WHAT TO PRODUCE:
A complete response lists each line of the data below that includes the word "like".

SUPPLIED DATA:

Issue #3234, opened 2021-04-29
Translate documentation


pierreozoux:
It looks like it is currently not translated.

Would you be interested to have the doc translated?

dhebert91:
Thank's Pierre for this issue. I'd like to contribute to the translation of this documentation : https://docs.nextcloud.com/desktop/2.6/

FlexW:
I don't think it makes sense to translate https://docs.nextcloud.com/desktop/2.6/ as this an old version. The newest documentation can be found here https://docs.nextcloud.com/desktop/3.2. Having that said, I think it would be great to have translations for the documentation. However, I'm unsure how this can be achieved in an efficient way. Could we use Transifex for that? I think this would require some work from our side to change the infrastructure? @mgallien @er-vin  @Valdnet

Valdnet:
> Could we use Transifex for that?

By all means, documentation should be added to Transifex.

SOLUTION:
It looks like it is currently not translated.
Thank's Pierre for this issue. I'd like to contribute to the translation of this documentation : https://docs.nextcloud.com/desktop/2.6/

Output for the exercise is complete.